HKUST-KnowComp / FMG

KDD17_FMG
138 stars 55 forks source link

How to run the data #2

Closed fanyike closed 6 years ago

fanyike commented 7 years ago

Please tell me how to run the data. Should I download the data myself?

SeverusBing commented 7 years ago

I have the same question and may I ask which one is the main part of the algorithm? Should I perform all the python profile? So sorry to raise such questions but I never deal with python before...

hzhaoaf commented 7 years ago

@fanyike @SeverusBing Thanks for your interests in this work. The readme file is updated. You may check it for obtaining Yelp-50K and Amazon-50K.

Feel free to post here if you have any questions.

SeverusBing commented 7 years ago

Thank you so much for your reply ! I just try to open the website you mentioned in the readme file, but it seems to be unavailable...

hzhaoaf commented 7 years ago

@SeverusBing What do you mean by "unavailable"? It's a dropbox link, which you can download the dataset. In fact, I ask several people to test and the link is OK.

SeverusBing commented 7 years ago

Sorry! Maybe there was something wrong with my internet yesterday, now I get the data package, thank you!

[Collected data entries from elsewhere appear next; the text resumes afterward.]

PR #628, opened 2020-11-04
Feat/test updates

dhenneke:
I did change three things:
1. Deprecate the `LazyRule` and remove all usages in this repository.
2. Deprecate the `DropwizardRuleHelper` and remove all usages in this repository.
3. Try to improve the test stability.

### `LazyRule`

We often have the following pattern in our services. This is necessary because `WIRE.baseUrl()` can only be accessed after WireMock has been started.

```java
class MyTest {
  private static final WireMockClassRule WIRE =
      new WireMockClassRule(wireMockConfig().dynamicPort());

  private static final LazyRule<DropwizardAppRule<AppConfiguration>> DW =
      new LazyRule<>(
          () ->
              new DropwizardAppRule<>(
                  TestApplication.class,
                  ResourceHelpers.resourceFilePath("test-config.yml"),
                  ConfigOverride.config("url", WIRE.baseUrl())));

  @ClassRule public static final RuleChain CHAIN = RuleChain.outerRule(WIRE).around(DW);
}
```

But the `DropwizardAppRule` already provides a solution for this: there is a `ConfigOverride.config(String key, Supplier<String> value)` variant, so it can be written without the `LazyRule`:

```diff
  class MyTest {
    private static final WireMockClassRule WIRE =
        new WireMockClassRule(wireMockConfig().dynamicPort());

    private static final DropwizardAppRule<AppConfiguration> DW =
-       new LazyRule<>(
-           () ->
        new DropwizardAppRule<>(
            TestApplication.class,
            ResourceHelpers.resourceFilePath("test-config.yml"),
-           ConfigOverride.config("url", WIRE.baseUrl())));
+           ConfigOverride.config("url", WIRE::baseUrl));

  @ClassRule public static final RuleChain CHAIN = RuleChain.outerRule(WIRE).around(DW);
}
```

This also allows more complex values like `config("url", () -> WIRE.path("anything"))`. We also have a test that requires such a feature from the `SystemPropertyRule`, so it has also been added there.

### `DropwizardRuleHelper`

This one is a bit trickier. This helper should make it easier to configure tests, because you don't need a config-file and can more easily setup a `withRandomPorts` behavior. But I would argue that we should try to stick to Dropwizard as near as possible since I hope that this would also make it easier to switch to JUnit 5 in the future. There were also cases where the creation of configuration objects in java was more verbose than the other approach (e.g. `KafkaBundleWithConfigIT`). Also, this is quite far from how one would configure the service for production usage.

I prefer the config-file + config-overrides way over the rule helper. But this might be up to taste.

With `DropwizardRuleHelper`:
```java
  private static final LazyRule<DropwizardAppRule<Config>> DW =
      new LazyRule<>(
          () ->
              DropwizardRuleHelper.dropwizardTestAppFrom(MorphiaTestApp.class)
                  .withConfigFrom(Config::new)
                  .withRandomPorts()
                  .withConfigurationModifier(
                      c ->
                          c.getMongo()
                              .setHosts(MONGODB.getHost())
                              .setDatabase(MONGODB.getDatabase()))
                  .build());
```

Without:
```yaml
server:
  applicationConnectors:
  - type: http
    port: 0
  adminConnectors:
  - type: http
    port: 0

```

```java
  private static final DropwizardAppRule<Config> DW =
      new DropwizardAppRule<>(
          MorphiaTestApp.class,
          resourceFilePath("test-config.yaml"),
          config("mongo.hosts", MONGODB::getHost),
          config("mongo.database", MONGODB::getDatabase));
```

### Tests

We have some flaky tests and I tried to make them more stable. There were some issues:

* Some tests used `@Rule` instead of `@ClassRule` without a good reason, which led to unnecessary application restarts. If used together with `@Retry`, tests always called cold-services and timeout issues can't be resolved on a highly-utilized build runner.
* There are some strange assertions regarding async operations (see `ApiClientTimeoutTest`).
* Reduce calls to things like `KAFKA.getKafkaTestUtils().consumeAllRecordsFromTopic(TOPIC_NAME)` since they can lead to timeout-errors and can delay the test-execution needlessly.

This doesn't mean that the tests are super stable from now on, but I hope this improves it a bit. There are still some issues around e.g. `createTopics`.

### DIFF
--- a/sda-commons-client-jersey-example/src/test/java/org/sdase/commons/client/jersey/JerseyClientExampleIT.java
+++ b/sda-commons-client-jersey-example/src/test/java/org/sdase/commons/client/jersey/JerseyClientExampleIT.java
@@ -6,6 +6,7 @@ import static com.github.tomakehurst.wiremock.client.WireMock.get;
 import static com.github.tomakehurst.wiremock.client.WireMock.urlEqualTo;
 import static com.github.tomakehurst.wiremock.client.WireMock.urlMatching;
 import static com.github.tomakehurst.wiremock.core.WireMockConfiguration.wireMockConfig;
+import static io.dropwizard.testing.ConfigOverride.config;
 import static io.dropwizard.testing.ResourceHelpers.resourceFilePath;
 import static java.util.Arrays.asList;
 import static org.assertj.core.api.Assertions.assertThat;
@@ -20,28 +21,22 @@ import org.apache.http.HttpHeaders;
 import org.junit.Before;
 import org.junit.BeforeClass;
 import org.junit.ClassRule;
-import org.junit.Rule;
 import org.junit.Test;
 import org.junit.rules.RuleChain;
 import org.sdase.commons.client.jersey.clients.apia.Car;
-import org.sdase.commons.server.testing.EnvironmentRule;
 
 public class JerseyClientExampleIT {
 
-  @ClassRule
   public static final WireMockClassRule WIRE =
       new WireMockClassRule(wireMockConfig().dynamicPort());
 
   private static final DropwizardAppRule<JerseyClientExampleConfiguration> DW =
       new DropwizardAppRule<>(
-          JerseyClientExampleApplication.class, resourceFilePath("test-config.yaml"));
+          JerseyClientExampleApplication.class,
+          resourceFilePath("test-config.yaml"),
+          config("servicea", () -> WIRE.url("api")));
 
-  @Rule
-  public final RuleChain rule =
-      RuleChain.outerRule(
-              new EnvironmentRule()
-                  .setEnv("SERVICE_A_URL", String.format("%s/%s", WIRE.baseUrl(), "api")))
-          .around(DW);
+  @ClassRule public static final RuleChain rule = RuleChain.outerRule(WIRE).around(DW);
 
   private JerseyClientExampleApplication app;
   private static final ObjectMapper OM = new ObjectMapper();
@@ -49,11 +44,6 @@ public class JerseyClientExampleIT {
       new Car().setSign("HH XX 1234").setColor("bright blue"); // NOSONAR
   private static final Car LIGHT_BLUE_CAR =
       new Car().setSign("HH XY 4321").setColor("light blue"); // NOSONAR
-
-  @BeforeClass
-  public static void start() {
-    WIRE.start();
-  }
 
   @Before
   public void resetRequests() {
--- a/sda-commons-client-jersey/src/test/java/org/sdase/commons/client/jersey/ClientProxyTest.java
+++ b/sda-commons-client-jersey/src/test/java/org/sdase/commons/client/jersey/ClientProxyTest.java
@@ -23,7 +23,6 @@ import org.junit.Test;
 import org.junit.rules.RuleChain;
 import org.sdase.commons.client.jersey.test.ClientTestApp;
 import org.sdase.commons.client.jersey.test.ClientTestConfig;
-import org.sdase.commons.server.testing.LazyRule;
 import org.sdase.commons.server.testing.SystemPropertyRule;
 
 /** A test that checks if the proxy can be configured via system properties */
@@ -34,13 +33,11 @@ public class ClientProxyTest {
   private static final WireMockClassRule PROXY_WIRE =
       new WireMockClassRule(wireMockConfig().dynamicPort());
 
-  private static final LazyRule<SystemPropertyRule> PROP =
-      new LazyRule<>(
-          () ->
-              new SystemPropertyRule()
-                  .setProperty("http.proxyHost", "localhost")
-                  .setProperty("http.proxyPort", "" + PROXY_WIRE.port())
-                  .setProperty("http.nonProxyHosts", "localhost"));
+  private static final SystemPropertyRule PROP =
+      new SystemPropertyRule()
+          .setProperty("http.proxyHost", "localhost")
+          .setProperty("http.proxyPort", () -> "" + PROXY_WIRE.port())
+          .setProperty("http.nonProxyHosts", "localhost");
 
   private static final DropwizardAppRule<ClientTestConfig> DW =
       new DropwizardAppRule<>(ClientTestApp.class, resourceFilePath("test-config.yaml"));
--- a/sda-commons-server-auth-testing/src/test/java/org/sdase/commons/server/auth/testing/KeyLoaderProxyIT.java
+++ b/sda-commons-server-auth-testing/src/test/java/org/sdase/commons/server/auth/testing/KeyLoaderProxyIT.java
@@ -21,41 +21,37 @@ import javax.ws.rs.core.Response;
 import org.apache.http.HttpHeaders;
 import org.junit.BeforeClass;
 import org.junit.ClassRule;
-import org.junit.Rule;
 import org.junit.Test;
 import org.junit.rules.RuleChain;
 import org.sdase.commons.server.auth.testing.test.AuthTestApp;
 import org.sdase.commons.server.auth.testing.test.AuthTestConfig;
 import org.sdase.commons.server.testing.EnvironmentRule;
-import org.sdase.commons.server.testing.LazyRule;
 import org.sdase.commons.server.testing.SystemPropertyRule;
 
 /** A test that checks if the jersey client that is used to load keys can use a proxy server */
 public class KeyLoaderProxyIT {
-  @ClassRule
-  public static final WireMockClassRule PROXY_WIRE =
+  private static final WireMockClassRule PROXY_WIRE =
       new WireMockClassRule(wireMockConfig().dynamicPort());
 
-  @ClassRule
-  public static final EnvironmentRule ENVIRONMENT_RULE =
+  private static final EnvironmentRule ENVIRONMENT_RULE =
       new EnvironmentRule().setEnv("AUTH_RULE", "{\"keys\": [{}]}");
 
-  private final SystemPropertyRule systemProperty =
+  private static final SystemPropertyRule SYSTEM_PROPERTY =
       new SystemPropertyRule()
           .setProperty("http.proxyHost", "localhost")
-          .setProperty("http.proxyPort", "" + PROXY_WIRE.port())
+          .setProperty("http.proxyPort", () -> "" + PROXY_WIRE.port())
           .setProperty("http.nonProxyHosts", "localhost");
 
-  private final LazyRule<DropwizardAppRule<AuthTestConfig>> dw =
-      new LazyRule<>(
-          () ->
-              new DropwizardAppRule<>(
-                  AuthTestApp.class,
-                  ResourceHelpers.resourceFilePath("test-config.yaml"),
-                  config("auth.keys[0].type", "JWKS"),
-                  config("auth.keys[0].location", "http://sda.se/jwks")));
+  private static final DropwizardAppRule<AuthTestConfig> DW =
+      new DropwizardAppRule<>(
+          AuthTestApp.class,
+          ResourceHelpers.resourceFilePath("test-config.yaml"),
+          config("auth.keys[0].type", "JWKS"),
+          config("auth.keys[0].location", "http://sda.se/jwks"));
 
-  @Rule public final RuleChain rule = RuleChain.outerRule(systemProperty).around(dw);
+  @ClassRule
+  public static final RuleChain rule =
+      RuleChain.outerRule(PROXY_WIRE).around(ENVIRONMENT_RULE).around(SYSTEM_PROPERTY).around(DW);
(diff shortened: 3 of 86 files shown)


sda-commons-client-jersey-example/src/test/java/org/sdase/commons/client/jersey/JerseyClientExampleIT.java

SeverusBing commented 7 years ago

I'm sorry to disturb you again...I put the data folder in the project directory and performed the command as the example "python run_exp.py config/yelp-50k.yaml -reg 0.5", but I got a FileNotFoundError: No such file or directory: 'D:\FMG-master\log\fmg_yelp-50k_vary_reg_split1.log', I checked the code of run_exp.py and found the set_logfile function may be related to this error, including the sentences:

logfilename = 'log/fmg%s_%s_split%s.log' % (config['dt'], config['exp_type'], config['sn']) if config['exp_type'] == 'vary_mg': logfilename = 'log/fmg%s_%s_split%s_reg%s.log' % (config['dt'], config['exp_type'], config['sn'], config['reg'])"

May I ask what this function is for? And what is a 'fmg_yelp-50k_vary_reg_split1.log', is it a data file? Should I rename these files in the data folder as the form "fmg_yelp-50k_vary_reg_split1"? Besides, I didn't find a file in .log format in neither the data folder nor the code folder...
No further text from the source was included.